New York City's 'Billionaire's Row' is dead — and a record-breaking foreclosure could be the 'nail in the coffin'

A full-floor penthouse in the landmark One57 condo building is headed to the auction block after it was seized under foreclosure, Bloomberg reported.

This is most likely the largest foreclosure in the history of high-end real estate in New York City, experts say.

"I don't know of a foreclosure that's larger than that," Donna Olshan, president of Olshan Realty, told Bloomberg.

The apartment, which was the eighth-priciest sold in the building, will go to auction on July 19.
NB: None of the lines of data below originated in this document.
PR #1566, opened 2023-04-22
Update build.gradle

aniketjha9179:
upgrading the Kotlin Gradle plugin version in the react-native-vision-camera project to version 1.6.20 or higher, which is supported by the Android Gradle plugin version you are using


donasyst:
I think you should change the version in gradle.propreties file and then comment those two lines:
classpath "org.jetbrains.kotlin:kotlin-android-extensions:$kotlin_version"
apply plugin: 'kotlin-android-extensions'

PR #1570, opened 2023-04-24
fix: use project.hermesEnabled if present otherwise fallback to project.ext.react.enableHermes

asherLZR:
## What

Starting from RN71, the `project.hermesEnabled` flag in `properties.gradle` supersedes the previous `project.ext.react.enableHermes`. However, the option to use the latter is still available and we use it in our project as it is more customisable.

See the RN gradle plugin: https://github.com/facebook/react-native/blob/0.72-stable/packages/react-native-gradle-plugin/src/main/kotlin/com/facebook/react/utils/ProjectUtils.kt#L33

## Changes

This PR implements a similar logic to the gradle plugin to fall back to  `project.ext.react.enableHermes` if `project.hermesEnabled` is not defined.

## Tested on

Project using `project.ext.react.enableHermes`.

## Related issues

None


mrousavy:
Hey! Thanks for your PR, but we no longer have this code in V3. Sorry for the long radio silence here, I have been overwhelmed with PRs previously.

It was purchased for $50.9 million in 2014, with a $35.3 million mortgage loan from Banque Havilland. It was due to be paid in full a year after purchase, but no such payment was made by the shell company the unit was registered under. Havilland is now forcing the auction to recoup the funds it's missing, plus interest, according to court filings.

One57 is emblematic of New York City's Billionaire's Row, a stretch of 57th Street near Central Park, which in recent years has become a magnet for new condos courting high-priced investment. One57 is considered the most expensive of the new buildings, with record-breaking sales that included a $100.5 million top-floor penthouse.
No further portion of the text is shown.